■ **Directions**: Each record below is to be output with no change at all.

■ **Entries taken from a collection**:
- Opening Delimiter -
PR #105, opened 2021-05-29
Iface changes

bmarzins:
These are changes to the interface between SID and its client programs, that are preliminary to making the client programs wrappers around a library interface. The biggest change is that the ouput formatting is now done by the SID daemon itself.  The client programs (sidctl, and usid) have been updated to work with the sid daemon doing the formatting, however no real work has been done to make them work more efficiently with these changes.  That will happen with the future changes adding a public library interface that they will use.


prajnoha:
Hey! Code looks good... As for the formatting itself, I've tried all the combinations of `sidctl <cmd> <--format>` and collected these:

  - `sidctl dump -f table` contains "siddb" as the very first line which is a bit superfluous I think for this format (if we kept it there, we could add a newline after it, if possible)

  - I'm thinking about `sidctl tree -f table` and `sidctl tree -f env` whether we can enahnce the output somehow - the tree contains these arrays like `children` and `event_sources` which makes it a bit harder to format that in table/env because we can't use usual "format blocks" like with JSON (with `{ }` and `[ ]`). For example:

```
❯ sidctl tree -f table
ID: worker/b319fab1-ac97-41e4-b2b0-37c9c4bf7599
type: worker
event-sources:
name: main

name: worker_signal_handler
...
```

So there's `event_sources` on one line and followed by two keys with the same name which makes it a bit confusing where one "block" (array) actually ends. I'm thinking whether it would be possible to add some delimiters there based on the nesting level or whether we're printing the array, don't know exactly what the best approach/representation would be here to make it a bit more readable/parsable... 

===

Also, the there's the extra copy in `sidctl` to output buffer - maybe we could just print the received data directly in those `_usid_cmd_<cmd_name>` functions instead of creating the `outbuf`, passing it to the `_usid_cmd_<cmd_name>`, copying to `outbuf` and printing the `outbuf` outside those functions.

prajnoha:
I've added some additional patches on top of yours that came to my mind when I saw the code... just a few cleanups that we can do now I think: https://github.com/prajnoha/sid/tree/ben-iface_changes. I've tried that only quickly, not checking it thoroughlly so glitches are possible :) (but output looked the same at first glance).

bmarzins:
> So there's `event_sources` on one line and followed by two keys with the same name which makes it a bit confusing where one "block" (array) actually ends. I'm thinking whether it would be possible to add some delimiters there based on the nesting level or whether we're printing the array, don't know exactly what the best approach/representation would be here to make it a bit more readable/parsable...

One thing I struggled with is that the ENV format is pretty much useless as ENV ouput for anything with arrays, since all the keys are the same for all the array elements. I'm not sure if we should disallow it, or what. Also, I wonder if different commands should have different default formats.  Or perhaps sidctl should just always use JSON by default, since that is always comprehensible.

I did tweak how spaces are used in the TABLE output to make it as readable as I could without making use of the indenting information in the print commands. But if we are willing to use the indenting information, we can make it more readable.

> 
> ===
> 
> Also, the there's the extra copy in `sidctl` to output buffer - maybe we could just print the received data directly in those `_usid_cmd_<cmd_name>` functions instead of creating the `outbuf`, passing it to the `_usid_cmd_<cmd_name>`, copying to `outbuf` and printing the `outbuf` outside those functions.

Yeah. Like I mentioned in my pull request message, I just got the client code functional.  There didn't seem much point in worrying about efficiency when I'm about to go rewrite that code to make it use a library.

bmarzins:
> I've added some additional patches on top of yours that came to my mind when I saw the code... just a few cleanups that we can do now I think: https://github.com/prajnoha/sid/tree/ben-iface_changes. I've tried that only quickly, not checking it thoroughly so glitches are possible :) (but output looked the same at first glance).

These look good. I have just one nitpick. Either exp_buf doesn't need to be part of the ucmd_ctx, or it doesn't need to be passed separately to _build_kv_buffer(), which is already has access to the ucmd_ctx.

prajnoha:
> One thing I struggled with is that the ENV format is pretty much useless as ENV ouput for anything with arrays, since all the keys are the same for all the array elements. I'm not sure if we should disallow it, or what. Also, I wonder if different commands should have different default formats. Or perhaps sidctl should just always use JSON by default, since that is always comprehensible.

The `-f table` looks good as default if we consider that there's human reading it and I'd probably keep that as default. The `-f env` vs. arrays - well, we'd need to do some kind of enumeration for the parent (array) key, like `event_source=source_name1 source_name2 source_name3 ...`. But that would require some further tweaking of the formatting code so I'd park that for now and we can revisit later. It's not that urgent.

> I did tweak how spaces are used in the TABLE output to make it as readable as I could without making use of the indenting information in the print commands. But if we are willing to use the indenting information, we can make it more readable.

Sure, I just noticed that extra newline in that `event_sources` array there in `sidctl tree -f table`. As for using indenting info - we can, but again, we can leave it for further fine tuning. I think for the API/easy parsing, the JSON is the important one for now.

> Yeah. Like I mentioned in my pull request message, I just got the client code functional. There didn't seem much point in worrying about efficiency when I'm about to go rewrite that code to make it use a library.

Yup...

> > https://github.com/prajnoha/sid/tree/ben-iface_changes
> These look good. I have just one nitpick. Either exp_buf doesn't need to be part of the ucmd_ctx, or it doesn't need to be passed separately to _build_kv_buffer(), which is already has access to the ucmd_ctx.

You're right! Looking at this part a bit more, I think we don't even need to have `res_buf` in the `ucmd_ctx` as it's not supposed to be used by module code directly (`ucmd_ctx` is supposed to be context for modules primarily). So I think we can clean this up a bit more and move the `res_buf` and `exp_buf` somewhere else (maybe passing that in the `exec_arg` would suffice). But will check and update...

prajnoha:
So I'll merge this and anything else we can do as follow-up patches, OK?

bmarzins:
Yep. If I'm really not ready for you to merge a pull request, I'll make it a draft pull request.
- Closing Delimiter -
■ **Answer for this exercise**:
PR #105, opened 2021-05-29
Iface changes

bmarzins:
These are changes to the interface between SID and its client programs, that are preliminary to making the client programs wrappers around a library interface. The biggest change is that the ouput formatting is now done by the SID daemon itself.  The client programs (sidctl, and usid) have been updated to work with the sid daemon doing the formatting, however no real work has been done to make them work more efficiently with these changes.  That will happen with the future changes adding a public library interface that they will use.


prajnoha:
Hey! Code looks good... As for the formatting itself, I've tried all the combinations of `sidctl <cmd> <--format>` and collected these:

  - `sidctl dump -f table` contains "siddb" as the very first line which is a bit superfluous I think for this format (if we kept it there, we could add a newline after it, if possible)

  - I'm thinking about `sidctl tree -f table` and `sidctl tree -f env` whether we can enahnce the output somehow - the tree contains these arrays like `children` and `event_sources` which makes it a bit harder to format that in table/env because we can't use usual "format blocks" like with JSON (with `{ }` and `[ ]`). For example:

```
❯ sidctl tree -f table
ID: worker/b319fab1-ac97-41e4-b2b0-37c9c4bf7599
type: worker
event-sources:
name: main

name: worker_signal_handler
...
```

So there's `event_sources` on one line and followed by two keys with the same name which makes it a bit confusing where one "block" (array) actually ends. I'm thinking whether it would be possible to add some delimiters there based on the nesting level or whether we're printing the array, don't know exactly what the best approach/representation would be here to make it a bit more readable/parsable... 

===

Also, the there's the extra copy in `sidctl` to output buffer - maybe we could just print the received data directly in those `_usid_cmd_<cmd_name>` functions instead of creating the `outbuf`, passing it to the `_usid_cmd_<cmd_name>`, copying to `outbuf` and printing the `outbuf` outside those functions.

prajnoha:
I've added some additional patches on top of yours that came to my mind when I saw the code... just a few cleanups that we can do now I think: https://github.com/prajnoha/sid/tree/ben-iface_changes. I've tried that only quickly, not checking it thoroughlly so glitches are possible :) (but output looked the same at first glance).

bmarzins:
> So there's `event_sources` on one line and followed by two keys with the same name which makes it a bit confusing where one "block" (array) actually ends. I'm thinking whether it would be possible to add some delimiters there based on the nesting level or whether we're printing the array, don't know exactly what the best approach/representation would be here to make it a bit more readable/parsable...

One thing I struggled with is that the ENV format is pretty much useless as ENV ouput for anything with arrays, since all the keys are the same for all the array elements. I'm not sure if we should disallow it, or what. Also, I wonder if different commands should have different default formats.  Or perhaps sidctl should just always use JSON by default, since that is always comprehensible.

I did tweak how spaces are used in the TABLE output to make it as readable as I could without making use of the indenting information in the print commands. But if we are willing to use the indenting information, we can make it more readable.

> 
> ===
> 
> Also, the there's the extra copy in `sidctl` to output buffer - maybe we could just print the received data directly in those `_usid_cmd_<cmd_name>` functions instead of creating the `outbuf`, passing it to the `_usid_cmd_<cmd_name>`, copying to `outbuf` and printing the `outbuf` outside those functions.

Yeah. Like I mentioned in my pull request message, I just got the client code functional.  There didn't seem much point in worrying about efficiency when I'm about to go rewrite that code to make it use a library.

bmarzins:
> I've added some additional patches on top of yours that came to my mind when I saw the code... just a few cleanups that we can do now I think: https://github.com/prajnoha/sid/tree/ben-iface_changes. I've tried that only quickly, not checking it thoroughly so glitches are possible :) (but output looked the same at first glance).

These look good. I have just one nitpick. Either exp_buf doesn't need to be part of the ucmd_ctx, or it doesn't need to be passed separately to _build_kv_buffer(), which is already has access to the ucmd_ctx.

prajnoha:
> One thing I struggled with is that the ENV format is pretty much useless as ENV ouput for anything with arrays, since all the keys are the same for all the array elements. I'm not sure if we should disallow it, or what. Also, I wonder if different commands should have different default formats. Or perhaps sidctl should just always use JSON by default, since that is always comprehensible.

The `-f table` looks good as default if we consider that there's human reading it and I'd probably keep that as default. The `-f env` vs. arrays - well, we'd need to do some kind of enumeration for the parent (array) key, like `event_source=source_name1 source_name2 source_name3 ...`. But that would require some further tweaking of the formatting code so I'd park that for now and we can revisit later. It's not that urgent.

> I did tweak how spaces are used in the TABLE output to make it as readable as I could without making use of the indenting information in the print commands. But if we are willing to use the indenting information, we can make it more readable.

Sure, I just noticed that extra newline in that `event_sources` array there in `sidctl tree -f table`. As for using indenting info - we can, but again, we can leave it for further fine tuning. I think for the API/easy parsing, the JSON is the important one for now.

> Yeah. Like I mentioned in my pull request message, I just got the client code functional. There didn't seem much point in worrying about efficiency when I'm about to go rewrite that code to make it use a library.

Yup...

> > https://github.com/prajnoha/sid/tree/ben-iface_changes
> These look good. I have just one nitpick. Either exp_buf doesn't need to be part of the ucmd_ctx, or it doesn't need to be passed separately to _build_kv_buffer(), which is already has access to the ucmd_ctx.

You're right! Looking at this part a bit more, I think we don't even need to have `res_buf` in the `ucmd_ctx` as it's not supposed to be used by module code directly (`ucmd_ctx` is supposed to be context for modules primarily). So I think we can clean this up a bit more and move the `res_buf` and `exp_buf` somewhere else (maybe passing that in the `exec_arg` would suffice). But will check and update...

prajnoha:
So I'll merge this and anything else we can do as follow-up patches, OK?

bmarzins:
Yep. If I'm really not ready for you to merge a pull request, I'll make it a draft pull request.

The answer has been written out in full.